I'm using the OleDbConnection class to retrieve data from an Excel 2000/2003 workbook:
string connectionString = "Provider=Microsoft.Jet.OLEDB.4.0;" +
"Data Source=" + filename + ";" +
"Extended Properties=\"Excel 8.0;IMEX=1\";";
OleDbConnection connection = new OleDbConnection(connectionString);
connection.Open();
// code to get table name from schema omitted
var dataAdapter = new OleDbDataAdapter(string.Format("SELECT * FROM [{0}]", name),connection);
var myDataSet = new DataSet();
dataAdapter.Fill(myDataSet, "ExcelInfo");
Now it turns out that cells in the worksheet with length greater than 255 characters are being truncated.
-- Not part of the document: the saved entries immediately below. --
PR #191, opened 2026-04-27
fix: added iam:service-users:use scope to ReadWriteMine, ReadWriteAll and DangerouslyUnrestricted in order to create Workflows using a service-user as an actor

christian-kreuzberger-dtx:
## Description

Adding a `iam:service-users:use` scope so we can create Workflows with [actors set to service-users](https://docs.dynatrace.com/docs/analyze-explore-automate/workflows/security#service-users).

E.g.:

```
$ dtctl create workflow -f my_workflow.json
```

where `my_workflow.json` looks like this:
```json
{
  "title": "Foobar",
  "description": "Foo Bar Baz.",
  "actor": "fc1b29dc-d4d9-49e9-838a-16abd29b8eb8",
  ...
```

and `actor` is a Dynatrace Service User.

## Related Issues

Closes #

## Testing


discostu105:
Did a review pass and pushed two follow-up nits directly to the branch (193d2b5):

1. **Lock in the new scope with explicit test assertions** (`pkg/auth/safety_scopes_test.go`) — `TestGetScopesForSafetyLevel` only had a `minScopeCount` lower bound, so a future refactor could silently drop `iam:service-users:use` and the test would still pass as long as some other scope was added. Added `"iam:service-users:use"` to the `mustInclude` list for `readwrite-mine`, `readwrite-all`, and `dangerously-unrestricted`.
2. **CHANGELOG entry** under `[Unreleased]` — calling out the new scope, the need to re-run `dtctl auth login` to pick it up, and the slight privilege-footprint expansion on `readwrite-mine` (holders of that level can now act as a service user when creating workflows).

Otherwise LGTM — small, focused, additive change. Doc inheritance under `readwrite-all` / `dangerously-unrestricted` ("All previous scopes above, plus:") means listing the scope only under `readwrite-mine` in `token-scopes.md` is correct.

`go test ./...` and `golangci-lint run ./pkg/auth/...` both clean locally.

discostu105 (approved):

PR #198, opened 2026-04-29
fix: doctor warns instead of fails on platform tokens (#190)

### LINKED ISSUE #190: "dtctl doctor" fails with "failed to fetch user info: 403 forbidden" when using platform tokens
### What happened?

As it is currently not possible to generate a platform token with the scopes "iam:users:read" and "iam:groups:read" using `dtctl doctor` with platform tokens is not possible as it fails with:
"[FAIL] Authentication   API call failed: failed to fetch user info: 403 Forbidden"

### Steps to reproduce

1. create a platform token with the currently possible maximal number scopes listed in https://github.com/dynatrace-oss/dtctl/blob/main/docs/TOKEN_SCOPES.md except for `iam:users:read` and `iam:groups:read`, which currently cannot be set for platform tokens (see also [here](https://docs.dynatrace.com/docs/manage/identity-access-management/permission-management/manage-user-permissions-policies/advanced/iam-policystatements#iam))
2. configure dtctl to use platform token following [documentation](https://github.com/dynatrace-oss/dtctl/blob/main/docs/QUICK_START.md#option-2-token-based-authentication)
3. execute `dtctl doctor`

### Environment

- dtctl version: 0.25.2
- OS: WSL2

knQzx:
## Summary

`dtctl doctor` calls `/platform/metadata/v1/user` for the Authentication check. The endpoint requires the `iam:users:read` scope, and platform tokens (`dt0s16.*`) cannot be granted that scope, so the check always fails on a platform-token context with

```
[FAIL] Authentication API call failed: failed to fetch user info: 403 Forbidden
```

Reported in #190

## Change

- new helper `client.IsPlatformToken(token string) bool` (prefix check on `dt0s16.`)
- doctor's Authentication branch treats a 403 as `warn` with an explanation of the IAM-scope limitation when the token is a platform token, instead of failing the run
- the OAuth/JWT fallback now calls `client.ExtractUserIDFromToken` directly; `c.CurrentUserID()` would re-issue the same metadata API call we already failed, so the duplicate hit is gone

After the change `dtctl doctor` against a platform-token context prints:

```
✓ dtctl version
✓ Configuration
✓ Current context
✓ Environment URL
✓ Token storage
✓ Token
✓ Connectivity
⚠ Authentication    platform token: user identity unavailable via metadata API (requires iam:users:read scope, not grantable to platform tokens)
```

and the command exits 0 instead of failing

## Test plan

- new `TestIsPlatformToken` covers prefix detection across platform / classic / OAuth-client-id / JWT / empty inputs
- new `TestDoctorPlatformToken403` boots a mock server that returns 403 on the metadata endpoint and asserts Authentication = `warn`, and that the run does not produce any `fail` checks
- existing `TestDoctor*` tests still pass

```
go build ./...
go vet ./...
go test -race -run "TestIsPlatformToken|TestDoctor" ./pkg/client/ ./cmd/
```

Fixes #190

### DIFF
--- a/CHANGELOG.md
+++ b/CHANGELOG.md
@@ -7,6 +7,9 @@ and this project adheres to [Semantic Versioning](https://semver.org/spec/v2.0.0
 
 ## [Unreleased]
 
+### Fixed
+- **`dtctl doctor` no longer fails on platform tokens** — the authentication check called `/platform/metadata/v1/user`, which requires the `iam:users:read` scope; platform tokens (`dt0s16.*`) cannot currently be granted that scope, so the call always returned `403 Forbidden` and `doctor` reported `[FAIL] Authentication API call failed: failed to fetch user info: 403 Forbidden`; the check now detects platform tokens via `client.IsPlatformToken` and surfaces this as a `warn` with an explanation (`platform token: user identity unavailable via metadata API`) instead of failing the run; OAuth/JWT tokens keep the existing metadata-API + JWT-fallback behaviour; fixes [#190](https://github.com/dynatrace-oss/dtctl/issues/190)
+
 ## [0.26.2] - 2026-04-29
 
 ### Added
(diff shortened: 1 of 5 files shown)


discostu105:
### Code review

No issues found. Checked for bugs and CLAUDE.md compliance.

discostu105 (approved):

PR #199, opened 2026-04-29
fix: prune empty-environment placeholder contexts after auth login

discostu105:
## Summary

- After `dtctl config init`, the generated `.dtctl.yaml` contains a template context (e.g. `my-environment`) with `environment: ""` (unexpanded `${DT_ENVIRONMENT_URL}`). When `dtctl auth login --context <name>` succeeds, this placeholder context is now automatically removed from the config.
- Adds `Config.PruneEmptyEnvironments(keepContext string)` to `pkg/config` — removes any context whose `Environment` field is empty, except the named `keepContext` (the one just logged into).
- Extracts `finalizeLoginConfig` helper in `cmd/auth.go` to encapsulate the post-OAuth config update (set context + activate + prune) in one testable unit.

## Test plan

- [ ] `go test ./pkg/config/ -run TestConfig_PruneEmptyEnvironments` — 6 table-driven cases covering: single placeholder removed, multiple placeholders removed, all real contexts kept, keepContext protected even with empty env, empty config no-op
- [ ] `go test ./cmd/ -run TestFinalizeLoginConfig` — 4 cases covering the full config-update flow: placeholder pruned, multiple placeholders pruned, all real contexts kept, fresh config
- [ ] `go test ./...` — full suite green

### DIFF
--- a/cmd/auth.go
+++ b/cmd/auth.go
@@ -360,14 +360,15 @@ func resolveLoginContext(cfg *config.Config, contextName, environment, tokenName
 }
 
 // finalizeLoginConfig updates cfg after a successful OAuth login: sets the
-// context, activates it, and prunes any contexts with empty environments
-// (unfilled template placeholders created by "dtctl config init").
-func finalizeLoginConfig(cfg *config.Config, contextName, environment, tokenName string, safetyLevel config.SafetyLevel) {
+// context, activates it, and prunes placeholder contexts whose names are in
+// placeholderNames (computed from the raw config file before env-var expansion,
+// to avoid permanently deleting contexts backed by unset env vars).
+func finalizeLoginConfig(cfg *config.Config, contextName, environment, tokenName string, safetyLevel config.SafetyLevel, placeholderNames map[string]bool) {
 	cfg.SetContextWithOptions(contextName, environment, tokenName, &config.ContextOptions{
 		SafetyLevel: safetyLevel,
 	})
 	cfg.CurrentContext = contextName
-	cfg.PruneEmptyEnvironments(contextName)
+	cfg.PruneEmptyEnvironments(contextName, placeholderNames)
 }
 
 // authLoginCmd initiates browser-based OAuth login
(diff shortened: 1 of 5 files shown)


discostu105:
### Code review

Found 2 issues:

1. `PruneEmptyEnvironments` silently drops env-var-backed contexts after auth login

`LoadFrom` expands env vars at read time via `os.ExpandEnv` ([config.go:189](https://github.com/dynatrace-oss/dtctl/blob/090a6e7f901bd1431c359a9277c1bb60bb3c9c12/pkg/config/config.go#L185-L197)). If a context has `environment: ${CI_DT_URL}` and `CI_DT_URL` is unset at login time, its `Environment` field is `""` in memory. `finalizeLoginConfig` then calls `PruneEmptyEnvironments` which removes it, and `saveConfig` marshals the struct back via `yaml.Marshal` — permanently erasing the `${CI_DT_URL}` reference from disk. Any subsequent `dtctl` invocation in an environment where the var is set will fail because the context no longer exists.

https://github.com/dynatrace-oss/dtctl/blob/090a6e7f901bd1431c359a9277c1bb60bb3c9c12/pkg/config/config.go#L451-L463

https://github.com/dynatrace-oss/dtctl/blob/090a6e7f901bd1431c359a9277c1bb60bb3c9c12/cmd/auth.go#L362-L371

2. Test case named `"single placeholder context that is the keep context"` does not test what its name claims

The test at line 1593 sets `Environment` to a real URL, not an empty string. A "placeholder context" by this PR's definition has `Environment: ""`. The test actually verifies that a fully-configured `keepContext` is preserved — not that a placeholder `keepContext` survives pruning. That edge case is covered separately by `"keepContext is never removed even with empty environment"`, but the misleading name creates false confidence that the primary motivating scenario (`dtctl config init` → `dtctl auth login --context my-environment`) is directly tested end-to-end.

https://github.com/dynatrace-oss/dtctl/blob/090a6e7f901bd1431c359a9277c1bb60bb3c9c12/pkg/config/config_test.go#L1592-L1599

discostu105:
### Code review

Found 2 issues:

1. `loadFrom` uses `os.ExpandEnv` instead of `expandEnvPreservingShellParams`, silently reverting the fix from f64d9ee (PR #189). The comment in `main`'s `LoadFrom` explicitly forbids `os.ExpandEnv` because it corrupts shell positional parameters (`$1`, `$@`, etc.) in hook commands. Merging as-is re-introduces that bug for all users with hook commands containing positional parameters.

https://github.com/dynatrace-oss/dtctl/blob/bba685a76c278bca1a90470247349770d1d50663/pkg/config/config.go#L207-L212

2. The placeholder detection in `cmd/auth.go` checks `nc.Context.Environment == ""` against the raw (unexpanded) config, but `dtctl config init` writes `Environment: "${DT_ENVIRONMENT_URL}"` — a non-empty string — so those template contexts are never added to `placeholderNames` and never pruned. The feature does not work for the primary user journey (`dtctl config init` → `dtctl auth login`). Fix: also treat the environment as empty when `os.ExpandEnv(nc.Context.Environment) == ""`.

https://github.com/dynatrace-oss/dtctl/blob/bba685a76c278bca1a90470247349770d1d50663/cmd/auth.go#L578-L585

Is this a limitation in the Microsoft.Jet.OLEDB-provider, or is there something I can do about it?
Anyone?
The OLEDB provider for excel will attempt to automatically determine the DataTypes based off of the first 8 rows of data, this can be set with the HDR=Yes/No property in the connection string. Additionally, there are multiple types that it can apply to text columns. The memo type holds over 255 characters, so if none of the first 8 rows have that then it will incorrectly set the data type.
The way to change this is by changing a registry setting called TypeGuessRows, as described here: Microsoft Support
NOTE: The valid range of values for the TypeGuessRows key is 0 to 16. However, if the value is 0, the number of source rows scanned is 16384. So if you have a very large file make sure the biggest rows are first.